Dann stelle dir einfach mal vor, wie es wäre wenn man die Spiele nur noch direkt bei den Entwicklern/Publishern downloaden könnte? Die hätten dann quasi ein Preismonopol und könnten die Preise extrem anziehen. Außerdem wären dann quasi irgendwelche Preisschnäppchen nicht mehr drin. Jetzt kann man sich ja in diversen Online-Shops umsehen, und bei dem der am günstigsten ist einfach das Spiel kaufen und somit teilweise viel Geld sparen. Die Spiele werden so auch schnell deutlich billiger.
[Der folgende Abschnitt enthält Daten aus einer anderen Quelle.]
PR #3010, opened 2023-10-24
Add method modeling flow to test plan

norascheuch:
This PR adds checks for manually testing the new method modeling flow to our release test plan.

## Checklist

### DIFF
--- a/docs/test-plan.md
+++ b/docs/test-plan.md
@@ -152,27 +152,14 @@ Run one of the above MRVAs, but cancel it from within VS Code:
    - Check that the editor loads and shows methods to model.
    - Check that methods are grouped per library (e.g. `rocksdbjni@7.7.3` or `asm@6.0`)
    - Check that the "Open database" link works.
-   - Check that a method can have multiple models:
-      - add a couple of new models for one method
-      - save and check that the modeling file (use the 'open extension pack' button to open it) shows multiple methods
-      - check that a 'duplicated classification' error appears in both model editor and modeling panel when a duplicate modeling occurs
-      - check that a 'conflicting classigication' error appears when a neutral model type is paired with a source kind
-      - check that clicking on the error highlights the correct modeling in both the editor and the modeling panel
-3. Check the Method Usage
-   - Check that the Method Usage Panel opens and jumps to the correct usage when clicking on 'View' in the model editor
-   - Check that the usages are opening when clicking on a usage
-   - Check that the usage icon color turns green when saving a newly modeled method
-   - Check that the usage icon color turns red when saving a newly unmodeld method
-4. Check the Method Modeling
-   - Check that the 'Start modeling' button opens a new model editor
-   - Check that it refreshes the blank state when a model editor is opened/closed
-   - Check that when modeling in the editor the modeling panel updates accordingly
-   - Check that when modeling in the modeling panel the model editor updates accordingly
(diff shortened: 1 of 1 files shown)


norascheuch:
I wonder how many of these checks should be mandatory, what can be optional.
At the moment we're not testing the method modeling panels multiple method behaviour. Should this be mandatory/optional?

docs/test-plan.md
```diff
@@ -152,6 +152,22 @@ Run one of the above MRVAs, but cancel it from within VS Code:
    - Check that the editor loads and shows methods to model.
    - Check that methods are grouped per library (e.g. `rocksdbjni@7.7.3` or `asm@6.0`)
    - Check that the "Open database" link works.
+   - Check that a method can have multiple models:
+      - add a couple of new models for one method
+      - save and check that the modeling file (use the 'open extension pack' button to open it) shows multiple methods
+      - check that a 'duplicated classification' error appears in both model editor and modeling panel when a duplicate modeling occurs
+      - check that a 'conflicting classigication' error appears when a neutral model type is paired with a source kind
```
koesie10, line 159: Neutral models aren't conflicting with source kinds only, they are conflicting with models that have the same `type` as the neutral model's `kind`. What about:

```suggestion
      - check that a 'conflicting classification' error appears when a neutral model type is paired with a model of the same kind
```

docs/test-plan.md
```diff
@@ -152,6 +152,22 @@ Run one of the above MRVAs, but cancel it from within VS Code:
...
+      - check that clicking on the error highlights the correct modeling in both the editor and the modeling panel
+3. Check the Method Usage
+   - Check that the Method Usage Panel opens and jumps to the correct usage when clicking on 'View' in the model editor
+   - Check that the usages are opening when clicking on a usage
```
koesie10, line 163: We had a bug here where the first one would show correctly, but clicking on any other ones would still only show the first one. Would it make sense to change this to something like:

Müsste man dagegen alles nur über irgend eine Plattform bei den Entwicklern downloaden, wäre damit Schluss und sie könnten selbst nach vielen Monaten noch den Vollpreis verlangen. Daran sollte man bei sowas auch denken.


----------



## Sawyer (12. November 2005)

*AW: Würden Sie Spiele online per Download erwerben (etwa via Valves Steam)?*

Ich werde dann jetzt schon mal losladen, damit ich Duke Nukem Forever, zum Erscheinungsdatum auch auf der Platte habe.ISDN sei dank... Was paar SPINNER, ich werde nie [/u] ein Spiel oder Software übers I-Net laden,lieber häng ich meinHobby an den Nagel.Was hab ich denn dann in der Hand NICHTS*! Ich finde es echt zum Kotzen das es soweit kommen wird!*


----------



## Devilsh00ter (15. November 2005)

*AW: Würden Sie Spiele online per Download erwerben (etwa via Valves Steam)?*



			
				conrad-b-hart am 01.07.2005 19:26 schrieb:
			
		

> Lange Zeit habe ich auf Halflife 2 gewartet, hab´s mir dann aber wegen Steam nicht gekauft. Ich will mir einfach keine Dateien auf meinen Rechner von irgendwelchen Firmen laden.
> Mal ganz zu schweigen von der miesen Verpackung.
> ...
> Deswegen kann ein Spiel noch so gut sein, über Steam kaufe ich mir nichts !!!





			
				Quaraan am 05.11.2005 00:19 schrieb:
			
		

> ...
> Dieses dämliche Gesetz mit dem "Ihr dürft Sicherheitskopien machen, aber NUR wenn ihr keinen Kopierschutz(den jedes neue Spiel hat  ) umgehen müsst!" HALLO?!
> 
> Und wenn ich es eines Tages NICHT mehr in der Hand habe? Kaputtgegangen und es ist seit 2 Jahren nicht mehr im Handel?
> Ich persöhnlich habe keine Gewissensbisse, mir ein Spiel zu kaufen und mir danach entweder (unter Zuhilfenahme von diversen Hacktools) eine (somit illegale) Sicherheitskopie zu erstellen und diese als Archiv auf der Platte UND als CD im Regal zu haben ODER es mir nach dem Kauf nochmal (durchaus illegal) runterzuladen.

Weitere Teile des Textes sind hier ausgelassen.